Raphael Brandao
Falou, falou e não falou nada... Ainda disse que lá na Argentina usa o modelo 'acusatório', que 'privilegia a vítima' (Isso não faz o menor sentido!). Só existem dois sistemas processuais penais, o acusatório e o inquisitório. No acusatório (Que pelo jeito é o adotado pela Argentina, tal qual no Brasil) é necessário que o Estado prove que o acusado cometeu o crime para que ele seja punido. No inquisitório, a lógica é a contrária e é dever do acusado provar que não cometeu o delito que o Estado está afirmando que ele cometeu para que ele não seja punido. É só isso. Tanto lá quanto aqui o sistema processual penal é o mesmo. No mais, como advogado criminalista lhes digo, SE o Garro for condenado por algum crime, será na modalidade CULPOSA (sem a intenção de causar o resultado), a pena será a MÍNIMA possível por causa dos bons antecedentes e a execução se dará em regime ABERTO, isso se não for aplicada alguma pena alternativa diversa da prisão. A questão da ingestão de álcool só interessa do ponto de vista administrativo/de trânsito, só será levada em consideração para aplicação de multa e eventual suspensão da carteira de motorista, nada a ver com a situação criminal pelo baixo teor de álcool encontrado no corpo do Garro. O resto é alarmismo sem fundamento, VAI CORINTHIANS!
em Bate-Papo da Torcida > Caso Garro: Um olhar jurídico
Em resposta ao tópico:
Tive o cuidado para estudar como funciona o processo penal argentino, até porque é minha área.
O fator de maior diferença é quanto ao sistema. Lá funciona o acusatório, que privilegia a vítima e a celeridade da fase probatória. Do mais, o mesmo.
Então vamos aos fatos:
- A culpa: Ela se caracteriza por displicência, imperícia e imprudência. No caso do álcool, ele pode ser uma agravante, que poderia se comparar, em matéria de pena, ao dolo (intenção de matar, por exemplo). Na Argentina, pela quantidade ingerida, não se aplica.

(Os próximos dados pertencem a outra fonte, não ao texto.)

PR #4076, opened 2026-09-15
fix(deepseek,model-catalog): vision for the V4.1-Flash ids, and make the synced catalog reach requests

izzzzzi:
### What

`deepseek-v4.1-flash` and `deepseek-flash` had no exact entry in `MODEL_CAPABILITIES`. They fell through to the `*deepseek-v4*` / `*deepseek*` patterns, which set reasoning/thinkingFormat/limits but **not** `vision`.

Both ids name the multimodal V4.1-Flash model, and each is the spelling used by a different source of truth:

- the registry id for V4.1-Flash on `opencode-go` (`opencode-go.js`, name "DeepSeek V4.1 Flash")
- the id models.dev lists for `opencode-go`, `openrouter`, `vercel`, `kilo`, `requesty`, `nano-gpt`, `deepseek` and others

So the table declares both spellings, the same way it already carries `claude-opus-4.6` and `claude-opus-4-6`.

The evidence is provider-scoped for the primary id: models.dev lists `opencode-go/deepseek-v4.1-flash` **itself** as `["text","image"]` (`opencode-go` currently exposes 36 ids, 22 of them image-input). `opencode-go` has no id normalising to `deepseek-flash`; that spelling's evidence is DeepSeek's own API record (`deepseek/deepseek-flash` -> `["text","image"]`, likewise `302ai` and `vancine`) together with this registry naming the entry "DeepSeek V4.1 Flash" (upstream `c712641` puts it first in the catalog as *the* V4.1 id). So neither entry rests on a cross-vendor id collision.

The text-only id is the superseded `deepseek-v4-flash`, which most providers list as `["text"]`; the table keeps it text-only and the test asserts that for the registry ids. It does not follow that every gateway keeps it text-only: models.dev records `deepseek/deepseek-v4-flash` as `["text","image"]`, and part 2 lets a gateway's own upstream record win, so that one gateway may raise it. The claim in this part is about the table, which is the layer that has to be right without a catalog. DeepSeek's release notes say the retired `deepseek-v4-flash` / `deepseek-v4-flash-vision-exp` ids route to V4.1-Flash, and to set the API model to `deepseek-flash`.

Because the flag was missing, image requests broke twice over:

1. `chatCore` replaced the image with its `[image omitted: model has no vision support]` placeholder before translation.
2. The capacity adapter -- vision enabled with an empty pool, which falls back to `oc/mimo-v2.5-free` -- floated a vision model ahead of the requested one, so image requests were answered by mimo instead of DeepSeek (global pool, so this happened across every provider).

### Change

- `open-sse/providers/capabilities.js`: canonical exact entries for `deepseek-v4.1-flash` and `deepseek-flash`.
- The other fields repeat the pattern-derived deltas, because an exact entry short-circuits the pattern table -- a vision-only entry would have silently dropped `reasoning` and the 1M context window down to the 200K default (verified: `reasoning=false, ctx=200000`).
- `tests/unit/capabilities.test.js`: new case asserting vision **and** reasoning/context survive, checked through the canonical path and registry/documented providers, plus that `deepseek-v4-flash` stays `vision: false`.

Two aggregators list `deepseek-v4.1-flash` as text-only in models.dev (`digitalocean`, `llmgateway-providers/consensusprotocol`); neither exists in this registry, so nothing here over-declares for them. If a provider ever needs the opposite, `PROVIDER_CAPABILITIES` is the place.

### What

Two defects in the models.dev catalog layer, both measured on a stock 0.5.75 install:

- **The source never reached request handling.** `capabilities.js` is bundled into every route chunk that needs it: the 0.5.75 server bundle carries six copies of the module, `setCatalogSource` is present in two of them, and neither of those two is among the chunks that serve `/v1/models`. `installCatalogSource()` at startup therefore wrote a slot that no request ever read, so `refine()` saw `catalogSource === null` for its whole life. Served capabilities for the registry are identical to a run of the tables with no catalog at all, while installing the source in-process flips them (`deepseek-flash`, `deepseek-v4.1-flash` -> `vision: true`); that is the proof, not a log.
- **Modalities were tallied across gateways and keyed by bare model id.** Short ids are not unique across vendors: `auto`, `free`, `efficient`, `frontier` are router modes in one catalog and model names in another, so a router mode inherited a stranger's vision. Of the 36 registry entries the catalog moved, 30 drew the modality from a provider other than the one being asked -- 14 of those are the same model under another vendor, 10 are image/video generators, and 6 are router aliases (`qoder/auto`, `qoder/efficient`, `bazaarlink/auto:free`, `kilo-gateway/kilo-auto/*`). The 6 are the dangerous ones: `vision: true` on a mode means an image is forwarded to it instead of being stripped, and the capacity adapter stops diverting it.

### Change

- `open-sse/providers/capabilities.js`: the source slot lives on `globalThis` (the local binding is the fast path), so an install in one bundle copy is visible to the others; `getModalities` is called with the gateway.
- `open-sse/providers/catalogOverride.js`: `getCatalogModalities(provider, model)` reads `provider:model` keys in the local provider id space -- the namespace the `providers` half has always used -- and the file carries `CATALOG_VERSION = 2`. The reader takes no alias map: attribution happens while building.
- `src/lib/modelCatalog/sync.js`: `build()` files each gateway's modalities under **every** local id that maps to its upstream provider (one upstream name can back more than one, e.g. `zhipuai` behind both `glm-cn` and `zhipu`) and, when the upstream name is not among them, under that as well -- a custom provider node can carry an upstream name without appearing in the registry snapshot the sync walks, and nothing else would resolve for it. The cross-vendor tally and `MIN_SHARE` are gone; the file is stamped `v: 2`; and a file from an older writer is rebuilt instead of sending `if-none-match`.
- `tests/unit/model-catalog-scope.test.js`: builder output shape and the absence of a model-only key, router modes staying text-only, every aliased local id getting its keys, the gateway reaching the reader, the source being visible to a second copy of the module, plus the migration path (a v1 file is inert, an older-schema file is refetched and rewritten at v2, a current file still sends `if-none-match` and accepts a 304).

### Trade-off, stated explicitly

Scoping is the conservative half of the choice, and it is worth being clear about what it costs:

- **Gained:** the only sources of a raised capability are records upstream makes about *that* gateway, so no router mode and no image generator can inherit anything, and no cross-vendor guess can turn a modality on.
- **Given up:** a gateway upstream does not list at all (`github`, `cursor`, `codex`, custom provider nodes such as `burngate`) no longer inherits a modality from another vendor's record for the same short id. Those keep whatever the tables resolve, which is the same fallback every other unknown model gets. This is a coverage limit, not a defect: those gateways were never described by upstream, they only looked like they were because the key dropped the provider.
  The lever, if more coverage is wanted, is `PROVIDER_ALIASES` in the sync, not the aggregation, which cannot tell "another gateway serving the same model" from "another model with the same short name". An alias may only be added for the *same* gateway, and the way to establish that is model-id overlap with the registry provider plus the gateway's own docs -- `codex -> openai`, `github -> github-copilot` and similar guesses look plausible by name and would silently hand a gateway someone else's modalities, which is the failure this change removes. Nothing was added on name resemblance.
- `refine()` only ever turns capabilities on, so a stale or text-only upstream record cannot strip an image from a model the tables marked multimodal: it simply contributes nothing.

### Migration

The file on disk is `v: 1` with flat keys, which this reader does not look up, so an un-rebuilt file contributes nothing (no half-applied state). The rebuild happens within a minute of the next boot, because the sync always runs at startup and a file whose `v` is older than the writer is refetched rather than answered with a 304; `POST /api/models/catalog-sync` triggers it immediately. The window is at most the next daily run for a process that never restarts.

One shared-state note: detaching for `collectEntries()` (which the sync must do, or deltas would be computed against the previous catalog and the file would erase itself over two runs) now nulls the slot for every copy in the process, not just the syncing one. That is a sub-second window once a day, and the existing `finally { installCatalogSource() }` puts it back.

### Verification

- `vitest run --config tests/vitest.config.js unit/model-catalog-scope.test.js unit/capabilities.test.js` -> 16 passed (9 + 7), which is exactly what the branch ships.
- On the pre-change modules the file cannot pass either way: it fails its own contract guard (the builder it drives is not exported there), and reverting just the reader and the source slot while keeping the new builder fails 6 of the 9 cases (alias attribution per local id, router-mode leak, namespace, gateway-to-reader, shared source, older-schema rebuild), so the cases pin the fixed behavior rather than describing it.
- End to end with the live models.dev catalog, through `build()` -> catalog file -> reader -> `getCapabilitiesForModel`, feeding the builder the same registry snapshot the sync builds (`{provider, model, current: getCapabilitiesForModel(p, m)}` over all 804 entries) and comparing against the tables with no catalog installed: **46 modality changes** and 81 limit changes, every one of them sourced from that gateway's own upstream record -- per-gateway `pdf`/`videoInput`/`audioInput` that the cross-vendor majority used to suppress. `qoder/auto`, `qoder/efficient`, `bazaarlink/auto:free` and `kilo-gateway/kilo-auto/*` stay text-only. 4387 gateway-scoped modality keys replace 1228 shared ones. (The limit half is pre-existing behaviour that the sync already wrote; it only shows up here because this run feeds the builder a real snapshot, which the earlier measurement did not.)

## Why the DeepSeek entry stays in the table

Gateway-scoped catalog keys fix the collisions, but they do not give the V4.1 ids a capability source: a gateway upstream does not list at all (`burngate`, or any custom provider node) has no record to read, and a gateway that upstream lists under a different model id for the same weights is not matched either (`opencode-go` lists this model as `deepseek-v4.1-flash`; this registry calls it `deepseek-flash`). An exact entry in the capability table is the layer for exactly that fact, and it applies whatever provider the request comes through.


decolua:
Thanks @izzzzzi for the contribution! Reviewed and merged into master. 🙏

Pelas primeiras informações, Garro fez uma manobra imprudente, que levou ao choque, ao acidente. Ele não negou o fato, e nem abandonou a cena. Isso conta como cooperação para o inquérito e pode ser levado em conta. Também há a questão do réu primário. Mais um fator atenuante.
- O homicídio: A vida é bem indisponível. Aqui, na Argentina e em quase todo país do mundo. O que vai ser levantado no fato em questão é:
A) Se a vítima estivesse de capacete teria evitado o óbito? A velocidade com que vinha o veículo do Garro seria suficiente? Tem que se levar em conta a desproporção dos dois veículos.
B) Se o veículo da vítima estava sem as luzes, o acidente poderia ser evitado? Há imprudência também da vítima nesse caso, se comprovado a falta de requisitos de segurança para manusear o veículo.
Ao meu ver, é iminente a condenação de Garro. O que falta saber é:
A) o crime em que será enquadrado
B) a pena aplicada
C) o regime de cumprimento (execução).
Acredito que se comprovada as atenuantes (a culpa recíproca), levado em conta a postura de Garro e sua primaria penal, deve se aplicar pena branda em regime aberto, ou semi aberto (o que dificultaria a permanência no Brasil).
A questão civil, indenizatória acaba contando indiretamente.